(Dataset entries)
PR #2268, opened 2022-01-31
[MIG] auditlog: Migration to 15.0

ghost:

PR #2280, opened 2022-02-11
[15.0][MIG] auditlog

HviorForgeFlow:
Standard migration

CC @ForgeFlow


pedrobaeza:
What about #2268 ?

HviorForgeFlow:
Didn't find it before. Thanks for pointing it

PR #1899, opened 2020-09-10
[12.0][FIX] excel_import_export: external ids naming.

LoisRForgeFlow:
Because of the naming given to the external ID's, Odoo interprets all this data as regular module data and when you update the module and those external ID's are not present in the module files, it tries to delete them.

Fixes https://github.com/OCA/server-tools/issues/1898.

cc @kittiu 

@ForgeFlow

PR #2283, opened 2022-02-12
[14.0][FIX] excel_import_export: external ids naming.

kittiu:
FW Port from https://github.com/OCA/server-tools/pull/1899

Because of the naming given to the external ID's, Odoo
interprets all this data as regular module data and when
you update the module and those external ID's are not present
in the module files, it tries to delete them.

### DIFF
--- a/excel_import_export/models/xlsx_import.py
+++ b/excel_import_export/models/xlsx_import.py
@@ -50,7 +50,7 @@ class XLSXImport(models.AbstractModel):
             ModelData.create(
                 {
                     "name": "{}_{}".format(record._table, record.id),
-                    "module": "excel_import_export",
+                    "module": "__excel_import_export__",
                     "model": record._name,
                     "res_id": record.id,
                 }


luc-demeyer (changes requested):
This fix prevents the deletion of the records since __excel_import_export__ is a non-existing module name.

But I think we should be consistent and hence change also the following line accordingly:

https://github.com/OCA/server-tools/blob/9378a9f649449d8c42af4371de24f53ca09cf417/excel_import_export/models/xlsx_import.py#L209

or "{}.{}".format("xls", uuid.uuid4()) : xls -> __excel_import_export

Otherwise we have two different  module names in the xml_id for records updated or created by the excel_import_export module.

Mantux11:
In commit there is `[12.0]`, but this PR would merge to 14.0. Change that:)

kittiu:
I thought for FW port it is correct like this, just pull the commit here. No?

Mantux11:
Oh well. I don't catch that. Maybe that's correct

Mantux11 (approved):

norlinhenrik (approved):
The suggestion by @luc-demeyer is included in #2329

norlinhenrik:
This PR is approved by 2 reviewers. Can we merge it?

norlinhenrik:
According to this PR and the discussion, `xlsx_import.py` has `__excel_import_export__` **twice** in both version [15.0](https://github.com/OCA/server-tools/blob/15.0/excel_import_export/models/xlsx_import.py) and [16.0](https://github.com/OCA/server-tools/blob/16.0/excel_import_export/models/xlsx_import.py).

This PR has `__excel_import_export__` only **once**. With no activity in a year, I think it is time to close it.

...

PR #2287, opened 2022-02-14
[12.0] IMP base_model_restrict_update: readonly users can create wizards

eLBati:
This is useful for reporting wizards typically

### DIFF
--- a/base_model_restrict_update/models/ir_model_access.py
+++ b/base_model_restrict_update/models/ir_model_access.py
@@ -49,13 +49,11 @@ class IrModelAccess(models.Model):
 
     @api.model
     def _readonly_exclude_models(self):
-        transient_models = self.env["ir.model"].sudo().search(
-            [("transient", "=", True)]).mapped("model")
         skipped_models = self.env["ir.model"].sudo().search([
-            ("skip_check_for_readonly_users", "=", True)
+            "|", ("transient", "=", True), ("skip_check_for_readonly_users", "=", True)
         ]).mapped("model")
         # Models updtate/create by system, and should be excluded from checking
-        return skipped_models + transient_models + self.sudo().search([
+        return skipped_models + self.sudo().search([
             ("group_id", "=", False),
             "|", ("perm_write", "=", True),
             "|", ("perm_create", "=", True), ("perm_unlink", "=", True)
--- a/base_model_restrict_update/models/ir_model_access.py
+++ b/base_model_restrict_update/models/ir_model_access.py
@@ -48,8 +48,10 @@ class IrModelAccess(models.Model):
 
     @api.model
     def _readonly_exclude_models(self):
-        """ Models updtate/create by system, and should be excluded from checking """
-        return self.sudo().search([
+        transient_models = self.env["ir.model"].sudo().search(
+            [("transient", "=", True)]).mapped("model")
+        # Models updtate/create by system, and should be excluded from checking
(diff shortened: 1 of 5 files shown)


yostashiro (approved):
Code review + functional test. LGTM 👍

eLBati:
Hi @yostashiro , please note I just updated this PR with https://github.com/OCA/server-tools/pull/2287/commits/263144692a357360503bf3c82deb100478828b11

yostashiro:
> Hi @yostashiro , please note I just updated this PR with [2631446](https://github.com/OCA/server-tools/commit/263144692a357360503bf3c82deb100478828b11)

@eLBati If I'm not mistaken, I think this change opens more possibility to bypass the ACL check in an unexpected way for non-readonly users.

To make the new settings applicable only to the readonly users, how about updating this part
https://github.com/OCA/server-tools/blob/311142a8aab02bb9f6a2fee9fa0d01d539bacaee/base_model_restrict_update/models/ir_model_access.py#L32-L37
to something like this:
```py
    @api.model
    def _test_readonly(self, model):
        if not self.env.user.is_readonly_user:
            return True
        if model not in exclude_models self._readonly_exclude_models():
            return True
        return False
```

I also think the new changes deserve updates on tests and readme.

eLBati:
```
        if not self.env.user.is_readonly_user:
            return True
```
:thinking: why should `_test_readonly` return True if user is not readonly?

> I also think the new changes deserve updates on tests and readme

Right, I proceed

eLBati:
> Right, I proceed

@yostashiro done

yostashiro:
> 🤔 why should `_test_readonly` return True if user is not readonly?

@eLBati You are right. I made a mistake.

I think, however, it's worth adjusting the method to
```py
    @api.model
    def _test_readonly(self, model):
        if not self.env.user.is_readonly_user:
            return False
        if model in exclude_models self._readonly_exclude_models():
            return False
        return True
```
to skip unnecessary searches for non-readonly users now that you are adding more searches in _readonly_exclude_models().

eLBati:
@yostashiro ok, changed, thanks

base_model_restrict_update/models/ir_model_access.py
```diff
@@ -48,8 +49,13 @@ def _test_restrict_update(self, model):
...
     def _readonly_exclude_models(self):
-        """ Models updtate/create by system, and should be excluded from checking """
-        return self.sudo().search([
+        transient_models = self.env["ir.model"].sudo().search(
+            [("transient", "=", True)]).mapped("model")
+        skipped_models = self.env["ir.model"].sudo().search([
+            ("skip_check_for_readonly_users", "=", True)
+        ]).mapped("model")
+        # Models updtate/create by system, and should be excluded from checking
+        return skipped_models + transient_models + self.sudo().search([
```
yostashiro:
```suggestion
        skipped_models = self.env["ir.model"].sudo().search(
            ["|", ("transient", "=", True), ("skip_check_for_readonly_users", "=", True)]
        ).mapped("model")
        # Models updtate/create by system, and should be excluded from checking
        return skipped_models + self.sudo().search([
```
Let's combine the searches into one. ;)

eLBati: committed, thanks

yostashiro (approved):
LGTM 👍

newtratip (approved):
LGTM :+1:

==

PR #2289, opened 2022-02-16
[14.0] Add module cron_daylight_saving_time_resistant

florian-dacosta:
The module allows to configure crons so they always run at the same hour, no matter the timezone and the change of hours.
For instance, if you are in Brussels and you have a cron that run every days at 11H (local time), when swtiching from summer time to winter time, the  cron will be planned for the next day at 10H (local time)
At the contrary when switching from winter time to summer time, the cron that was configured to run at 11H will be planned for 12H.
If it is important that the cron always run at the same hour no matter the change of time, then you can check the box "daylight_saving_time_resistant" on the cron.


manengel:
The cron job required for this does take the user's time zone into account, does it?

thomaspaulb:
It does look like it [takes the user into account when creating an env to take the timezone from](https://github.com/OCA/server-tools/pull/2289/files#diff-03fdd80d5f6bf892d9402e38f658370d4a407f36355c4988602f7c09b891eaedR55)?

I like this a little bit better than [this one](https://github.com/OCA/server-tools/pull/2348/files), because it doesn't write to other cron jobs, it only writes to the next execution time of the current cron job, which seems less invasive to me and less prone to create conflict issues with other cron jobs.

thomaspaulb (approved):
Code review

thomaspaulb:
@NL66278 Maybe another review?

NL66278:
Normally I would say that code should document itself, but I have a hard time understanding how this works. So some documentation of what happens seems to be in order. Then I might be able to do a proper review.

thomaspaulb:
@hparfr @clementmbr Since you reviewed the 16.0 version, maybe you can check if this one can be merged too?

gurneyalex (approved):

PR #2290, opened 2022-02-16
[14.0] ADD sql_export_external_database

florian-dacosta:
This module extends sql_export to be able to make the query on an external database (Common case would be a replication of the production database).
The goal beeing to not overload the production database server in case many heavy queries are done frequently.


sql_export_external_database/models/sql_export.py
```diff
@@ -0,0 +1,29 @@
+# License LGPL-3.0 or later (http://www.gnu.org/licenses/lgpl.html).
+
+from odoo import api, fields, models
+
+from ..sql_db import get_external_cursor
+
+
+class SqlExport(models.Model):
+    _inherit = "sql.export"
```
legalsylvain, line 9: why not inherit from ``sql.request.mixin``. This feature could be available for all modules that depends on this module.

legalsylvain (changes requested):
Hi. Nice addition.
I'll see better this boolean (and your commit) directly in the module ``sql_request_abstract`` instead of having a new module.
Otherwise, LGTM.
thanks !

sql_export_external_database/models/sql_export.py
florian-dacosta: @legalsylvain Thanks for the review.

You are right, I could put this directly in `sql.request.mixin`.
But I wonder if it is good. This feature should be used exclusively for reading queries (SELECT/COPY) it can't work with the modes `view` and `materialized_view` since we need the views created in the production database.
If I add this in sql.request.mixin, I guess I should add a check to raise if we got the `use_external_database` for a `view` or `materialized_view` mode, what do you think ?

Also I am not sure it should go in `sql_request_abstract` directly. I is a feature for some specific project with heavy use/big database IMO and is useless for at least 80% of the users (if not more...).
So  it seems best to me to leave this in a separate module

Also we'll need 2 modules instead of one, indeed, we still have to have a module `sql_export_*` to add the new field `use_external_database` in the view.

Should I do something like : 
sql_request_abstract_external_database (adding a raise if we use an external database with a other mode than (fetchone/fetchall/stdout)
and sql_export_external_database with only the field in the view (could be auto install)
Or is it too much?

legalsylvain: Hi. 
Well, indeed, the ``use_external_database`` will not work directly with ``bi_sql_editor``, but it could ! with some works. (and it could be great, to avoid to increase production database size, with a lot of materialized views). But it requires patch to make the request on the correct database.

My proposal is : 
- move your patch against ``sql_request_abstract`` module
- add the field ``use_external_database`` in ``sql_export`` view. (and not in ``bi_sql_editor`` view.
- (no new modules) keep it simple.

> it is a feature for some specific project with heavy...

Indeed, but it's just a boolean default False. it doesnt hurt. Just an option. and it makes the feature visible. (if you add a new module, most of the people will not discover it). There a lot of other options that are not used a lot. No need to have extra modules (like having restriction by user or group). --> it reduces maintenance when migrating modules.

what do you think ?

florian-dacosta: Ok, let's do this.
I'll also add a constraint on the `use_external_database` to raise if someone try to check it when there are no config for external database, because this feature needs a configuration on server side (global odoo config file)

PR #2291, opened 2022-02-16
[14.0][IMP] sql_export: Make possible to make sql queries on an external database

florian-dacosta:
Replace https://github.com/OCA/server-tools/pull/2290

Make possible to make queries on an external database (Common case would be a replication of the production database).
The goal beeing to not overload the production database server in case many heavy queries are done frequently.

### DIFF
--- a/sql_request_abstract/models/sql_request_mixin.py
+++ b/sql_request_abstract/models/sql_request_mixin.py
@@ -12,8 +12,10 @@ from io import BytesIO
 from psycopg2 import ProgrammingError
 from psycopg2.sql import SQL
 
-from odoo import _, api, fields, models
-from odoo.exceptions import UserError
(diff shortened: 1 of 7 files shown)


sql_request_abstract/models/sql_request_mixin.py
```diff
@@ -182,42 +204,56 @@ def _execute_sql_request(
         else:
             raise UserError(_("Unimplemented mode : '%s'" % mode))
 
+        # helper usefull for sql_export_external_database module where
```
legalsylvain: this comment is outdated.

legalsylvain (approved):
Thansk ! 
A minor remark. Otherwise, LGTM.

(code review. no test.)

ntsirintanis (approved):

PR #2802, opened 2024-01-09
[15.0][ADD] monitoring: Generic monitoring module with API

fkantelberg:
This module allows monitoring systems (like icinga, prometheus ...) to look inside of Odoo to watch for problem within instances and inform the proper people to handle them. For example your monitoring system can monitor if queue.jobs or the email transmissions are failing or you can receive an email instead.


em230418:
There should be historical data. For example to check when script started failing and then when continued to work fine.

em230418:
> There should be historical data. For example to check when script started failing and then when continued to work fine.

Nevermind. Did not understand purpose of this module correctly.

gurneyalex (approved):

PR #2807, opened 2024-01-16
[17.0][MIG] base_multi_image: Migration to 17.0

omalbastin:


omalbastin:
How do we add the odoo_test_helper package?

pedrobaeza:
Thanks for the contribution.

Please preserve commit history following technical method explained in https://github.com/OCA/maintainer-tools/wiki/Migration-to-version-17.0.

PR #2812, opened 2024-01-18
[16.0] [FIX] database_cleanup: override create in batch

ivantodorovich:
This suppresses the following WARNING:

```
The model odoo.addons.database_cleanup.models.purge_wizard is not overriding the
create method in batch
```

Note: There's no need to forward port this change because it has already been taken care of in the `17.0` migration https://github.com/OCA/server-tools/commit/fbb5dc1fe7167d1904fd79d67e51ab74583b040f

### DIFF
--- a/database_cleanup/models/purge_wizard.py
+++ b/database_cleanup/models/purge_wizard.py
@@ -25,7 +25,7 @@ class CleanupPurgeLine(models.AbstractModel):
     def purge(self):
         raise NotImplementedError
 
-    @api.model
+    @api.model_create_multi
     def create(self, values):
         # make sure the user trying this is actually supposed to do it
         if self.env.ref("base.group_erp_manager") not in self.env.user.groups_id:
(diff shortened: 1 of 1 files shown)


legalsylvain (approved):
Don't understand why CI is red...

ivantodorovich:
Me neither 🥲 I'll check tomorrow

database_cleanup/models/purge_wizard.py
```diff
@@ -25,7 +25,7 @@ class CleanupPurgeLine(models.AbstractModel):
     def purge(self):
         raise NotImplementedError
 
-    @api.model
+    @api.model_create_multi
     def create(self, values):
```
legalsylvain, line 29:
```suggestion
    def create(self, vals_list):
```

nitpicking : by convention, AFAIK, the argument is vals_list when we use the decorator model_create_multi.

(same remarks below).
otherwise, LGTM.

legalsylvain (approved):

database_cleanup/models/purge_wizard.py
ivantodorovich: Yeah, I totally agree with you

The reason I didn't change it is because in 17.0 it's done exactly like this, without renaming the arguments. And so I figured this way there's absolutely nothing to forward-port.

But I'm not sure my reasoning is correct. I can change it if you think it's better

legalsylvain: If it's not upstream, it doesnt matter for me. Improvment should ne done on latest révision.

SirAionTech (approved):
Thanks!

**Exercise instructions:** Check each line above for the word "opened". Then state how many lines contain it, and nothing more.

**Answer box:** 11